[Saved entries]
BEGIN
PR #347, opened 2026-04-08
feat: expose buffered source and track ranges

### LINKED ISSUE #346: Expose buffered ranges for on-demand media
mediabunny already has:
- `Source.onread`
- internal source cache state
- enough ISOBMFF metadata to map byte offsets to media timestamps

But there is no public way to ask:
- which byte ranges are currently retained in the source cache
- which media time ranges are currently buffered for a track

`onread` is not enough for this, because it reports read history, not the ranges that are still retained after cache eviction.

## Proposal

Add two small public APIs:

```ts
type BufferedByteRange = { start: number; end: number };
type BufferedTimeRange = { start: number; end: number };
```

- `BufferedByteRange.start/end`: byte offsets
- `BufferedTimeRange.start/end`: media time in seconds

```ts
Source.getBufferedByteRanges(): BufferedByteRange[]
InputTrack.getBufferedTimeRanges(): Promise<BufferedTimeRange[]>
```

Expected semantics:
- end-exclusive
- sorted by start
- snapshot of the current retained cache state
- `getBufferedTimeRanges()` returns `[]` when unsupported

## Background

Browser media APIs already expose buffered media ranges:
- `HTMLMediaElement.buffered`
- `TimeRanges`

This makes it possible for applications to build buffered UI without depending on private internals.

mediabunny already tracks the necessary source cache state internally, so exposing buffered ranges would let applications build similar UI on top of the existing cache model.

References:
- https://developer.mozilla.org/en-US/docs/Web/API/HTMLMediaElement/buffered
- https://developer.mozilla.org/en-US/docs/Web/API/TimeRanges
- https://www.w3.org/TR/media-source-2/

sor4chi:
Closes #346.

## Changes

- add `Source.getBufferedByteRanges()`
- add `InputTrack.getBufferedTimeRanges()`
- implement `InputTrack.getBufferedTimeRanges()` for on-demand ISOBMFF/MP4

## Tests

- `test/node/source-buffered-ranges.test.ts`
- `test/node/buffered-time-ranges.test.ts`

### DIFF
--- a/src/index.ts
+++ b/src/index.ts
@@ -127,6 +127,7 @@ export {
 } from './output';
 export {
 	Source,
+	BufferedByteRange,
 	BlobSource,
 	BlobSourceOptions,
 	BufferSource,
@@ -173,6 +174,7 @@ export {
 	InputTrack,
 	InputVideoTrack,
 	InputAudioTrack,
+	BufferedTimeRange,
 	PacketStats,
 } from './input-track';
 export {
--- a/src/input-track.ts
+++ b/src/input-track.ts
@@ -30,6 +30,16 @@ export type PacketStats = {
 	averageBitrate: number;
 };
 
+/**
+ * A buffered media time range in seconds. The end timestamp is exclusive.
+ * @group Input files & tracks
+ * @public
+ */
+export type BufferedTimeRange = {
+	start: number;
+	end: number;
+};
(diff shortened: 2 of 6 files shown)


Vanilagy:
See comment on linked issue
END
AIM OF THE EXERCISE: Exactly reproduce the lines from the one containing "(diff shortened: 2 of 6 files shown)" through the end of the records, and only those lines.

RESPONSE AREA:
(diff shortened: 2 of 6 files shown)


Vanilagy:
See comment on linked issue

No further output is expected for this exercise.